[Stored items from a collection]
******************************
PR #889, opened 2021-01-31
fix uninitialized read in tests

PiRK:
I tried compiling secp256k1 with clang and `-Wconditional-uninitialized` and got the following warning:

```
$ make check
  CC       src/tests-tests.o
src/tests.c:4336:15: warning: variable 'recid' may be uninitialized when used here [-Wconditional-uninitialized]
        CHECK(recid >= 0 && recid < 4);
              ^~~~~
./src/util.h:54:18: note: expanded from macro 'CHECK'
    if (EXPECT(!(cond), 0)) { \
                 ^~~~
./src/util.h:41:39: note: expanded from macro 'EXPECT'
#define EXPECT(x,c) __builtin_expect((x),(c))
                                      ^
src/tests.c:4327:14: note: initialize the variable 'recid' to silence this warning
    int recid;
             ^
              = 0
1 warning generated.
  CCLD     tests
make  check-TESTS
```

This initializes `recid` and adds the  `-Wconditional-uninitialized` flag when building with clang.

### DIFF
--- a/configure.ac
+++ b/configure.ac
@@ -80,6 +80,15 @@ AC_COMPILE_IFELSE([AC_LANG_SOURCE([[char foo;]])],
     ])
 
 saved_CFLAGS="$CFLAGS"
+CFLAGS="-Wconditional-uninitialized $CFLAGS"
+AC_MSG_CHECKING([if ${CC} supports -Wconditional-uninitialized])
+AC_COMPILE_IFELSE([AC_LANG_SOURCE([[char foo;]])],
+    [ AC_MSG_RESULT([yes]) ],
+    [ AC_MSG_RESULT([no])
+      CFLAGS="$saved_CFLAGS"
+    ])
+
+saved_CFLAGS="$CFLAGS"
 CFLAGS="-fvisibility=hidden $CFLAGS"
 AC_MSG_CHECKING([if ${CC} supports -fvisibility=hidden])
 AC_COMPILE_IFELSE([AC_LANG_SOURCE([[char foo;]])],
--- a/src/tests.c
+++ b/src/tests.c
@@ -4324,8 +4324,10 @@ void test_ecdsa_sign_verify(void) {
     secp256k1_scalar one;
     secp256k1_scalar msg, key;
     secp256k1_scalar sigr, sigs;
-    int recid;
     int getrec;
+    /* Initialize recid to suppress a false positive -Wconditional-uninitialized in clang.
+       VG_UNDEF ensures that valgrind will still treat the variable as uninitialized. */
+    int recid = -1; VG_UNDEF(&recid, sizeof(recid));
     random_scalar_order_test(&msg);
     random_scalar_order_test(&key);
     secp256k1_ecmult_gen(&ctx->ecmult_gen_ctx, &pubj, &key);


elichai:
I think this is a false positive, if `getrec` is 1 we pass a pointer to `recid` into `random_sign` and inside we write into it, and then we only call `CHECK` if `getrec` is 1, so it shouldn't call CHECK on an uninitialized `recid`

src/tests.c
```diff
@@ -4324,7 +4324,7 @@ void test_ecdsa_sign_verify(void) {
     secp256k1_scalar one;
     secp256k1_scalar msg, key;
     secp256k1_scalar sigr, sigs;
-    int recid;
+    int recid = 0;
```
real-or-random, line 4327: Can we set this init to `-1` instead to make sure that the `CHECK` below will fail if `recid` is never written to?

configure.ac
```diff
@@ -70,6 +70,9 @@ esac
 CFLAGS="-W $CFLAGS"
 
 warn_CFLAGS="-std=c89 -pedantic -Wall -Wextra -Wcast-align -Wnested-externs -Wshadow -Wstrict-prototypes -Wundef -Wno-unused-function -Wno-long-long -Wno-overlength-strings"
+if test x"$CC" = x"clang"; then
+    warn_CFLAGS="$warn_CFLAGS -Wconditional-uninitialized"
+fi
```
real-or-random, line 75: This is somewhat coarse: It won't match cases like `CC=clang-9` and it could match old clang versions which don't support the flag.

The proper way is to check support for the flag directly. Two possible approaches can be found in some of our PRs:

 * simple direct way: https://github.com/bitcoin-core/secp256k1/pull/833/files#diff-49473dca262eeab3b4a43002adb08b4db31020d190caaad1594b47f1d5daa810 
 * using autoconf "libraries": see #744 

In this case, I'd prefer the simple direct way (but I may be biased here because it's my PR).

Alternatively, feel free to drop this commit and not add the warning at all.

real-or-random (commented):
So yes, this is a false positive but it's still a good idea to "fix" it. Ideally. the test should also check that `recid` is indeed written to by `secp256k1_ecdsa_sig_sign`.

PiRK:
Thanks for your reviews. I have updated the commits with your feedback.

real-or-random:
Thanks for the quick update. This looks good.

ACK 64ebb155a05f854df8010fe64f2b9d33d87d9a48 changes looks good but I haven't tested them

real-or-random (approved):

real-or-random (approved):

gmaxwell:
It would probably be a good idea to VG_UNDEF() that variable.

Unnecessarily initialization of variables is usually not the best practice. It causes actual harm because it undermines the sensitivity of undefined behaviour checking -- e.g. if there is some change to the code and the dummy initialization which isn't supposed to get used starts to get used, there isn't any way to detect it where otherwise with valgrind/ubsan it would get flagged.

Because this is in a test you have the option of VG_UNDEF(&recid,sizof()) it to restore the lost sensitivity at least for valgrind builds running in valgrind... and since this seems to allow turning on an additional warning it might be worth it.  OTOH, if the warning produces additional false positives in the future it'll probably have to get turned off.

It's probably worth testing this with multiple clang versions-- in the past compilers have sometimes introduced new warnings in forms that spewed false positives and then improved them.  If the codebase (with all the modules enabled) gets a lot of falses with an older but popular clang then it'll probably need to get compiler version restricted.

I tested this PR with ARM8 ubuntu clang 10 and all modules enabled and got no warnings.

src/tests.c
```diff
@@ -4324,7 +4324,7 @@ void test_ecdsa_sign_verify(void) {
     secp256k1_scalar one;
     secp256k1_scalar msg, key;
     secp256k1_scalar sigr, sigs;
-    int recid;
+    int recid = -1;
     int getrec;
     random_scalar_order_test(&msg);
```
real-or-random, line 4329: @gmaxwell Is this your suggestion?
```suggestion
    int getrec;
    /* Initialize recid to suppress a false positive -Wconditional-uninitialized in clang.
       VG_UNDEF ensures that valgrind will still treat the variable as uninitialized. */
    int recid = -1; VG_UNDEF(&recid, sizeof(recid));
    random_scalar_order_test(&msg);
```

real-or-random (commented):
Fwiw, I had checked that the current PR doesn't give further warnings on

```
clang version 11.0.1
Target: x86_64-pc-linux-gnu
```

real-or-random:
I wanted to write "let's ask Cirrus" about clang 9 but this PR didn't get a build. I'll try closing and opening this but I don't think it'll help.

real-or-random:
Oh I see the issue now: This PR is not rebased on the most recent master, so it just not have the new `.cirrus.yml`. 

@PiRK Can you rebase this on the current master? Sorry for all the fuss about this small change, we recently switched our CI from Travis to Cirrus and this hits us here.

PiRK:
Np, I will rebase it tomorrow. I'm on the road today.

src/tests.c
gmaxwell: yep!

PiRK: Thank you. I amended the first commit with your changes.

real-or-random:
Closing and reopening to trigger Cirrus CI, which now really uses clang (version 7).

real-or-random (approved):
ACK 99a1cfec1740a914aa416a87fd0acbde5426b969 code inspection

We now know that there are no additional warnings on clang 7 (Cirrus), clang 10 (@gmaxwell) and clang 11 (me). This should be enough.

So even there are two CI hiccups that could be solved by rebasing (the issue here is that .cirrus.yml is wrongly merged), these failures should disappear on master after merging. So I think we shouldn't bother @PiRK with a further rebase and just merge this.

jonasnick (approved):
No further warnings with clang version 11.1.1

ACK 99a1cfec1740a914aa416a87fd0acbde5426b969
******************************
TRY IT: Locate and copy each line in the data above that includes the word "think".

TASK OUTPUT:
I think this is a false positive, if `getrec` is 1 we pass a pointer to `recid` into `random_sign` and inside we write into it, and then we only call `CHECK` if `getrec` is 1, so it shouldn't call CHECK on an uninitialized `recid`
I wanted to write "let's ask Cirrus" about clang 9 but this PR didn't get a build. I'll try closing and opening this but I don't think it'll help.
So even there are two CI hiccups that could be solved by rebasing (the issue here is that .cirrus.yml is wrongly merged), these failures should disappear on master after merging. So I think we shouldn't bother @PiRK with a further rebase and just merge this.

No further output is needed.